__Material to process__.
┄┄┄┄┄┄┄┄┄┄

PR #7624, opened 2023-04-25
chore(core): flag to not do name resolution/const prop

brandonspark:
## What:
This PR adds in a `-no_resolving` flag to `semgrep-core`, which will cause ASTs to be parsed without constant propagation or naming.

## Why:
This would allow speedier searches for the VS Code extension, possibly.

## Test plan:
I ran it and it was noticeably faster. 5s to 2.5s on `django`

PR checklist:

### DIFF
--- a/src/configuring/Flag_semgrep.ml
+++ b/src/configuring/Flag_semgrep.ml
@@ -71,3 +71,9 @@ let equivalence_mode = ref false
 
 (* One-off experiment for Raja (See Raja_experiment.ml) *)
 let raja = ref false
+
+(* No constant propagation or naming
+   This is useful for quick searches which don't need full
+   semantic information. We could use this for the VS Code extension.
+*)
+let no_resolving = ref false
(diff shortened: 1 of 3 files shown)


nmote:
I think people understand that searching a whole codebase might take a little bit. I'm concerned that this will lead to a strange user experience where a pattern gives one set of results in one interface, and a different set of results in another. I'd prefer to keep things consistent across the board

brandonspark:
@nmote i personally would never use a searching tool which took more than a few seconds. as it stands currently, `django` is not even a large repository. we take 40s to parse the `vscode` repository alone, and im certain more than half of that is just resolution. personally, i think its easier to put a disclaimer on the extension that inline searches might be slightly different than that of semgrep CLI

at any rate, this flag isn't in use yet, but i'm using it in my own terminal for benchmarking purposes, so we can discuss more on the PR that interfaces with the extension, i think

aryx (commented):
No. Naming and constant propagation is part of Semgrep.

┄┄┄┄┄┄┄┄┄┄

__What needs to be done__. When a line of the records includes "will", that line belongs in the answer.

__Reply__.
This PR adds in a `-no_resolving` flag to `semgrep-core`, which will cause ASTs to be parsed without constant propagation or naming.
I think people understand that searching a whole codebase might take a little bit. I'm concerned that this will lead to a strange user experience where a pattern gives one set of results in one interface, and a different set of results in another. I'd prefer to keep things consistent across the board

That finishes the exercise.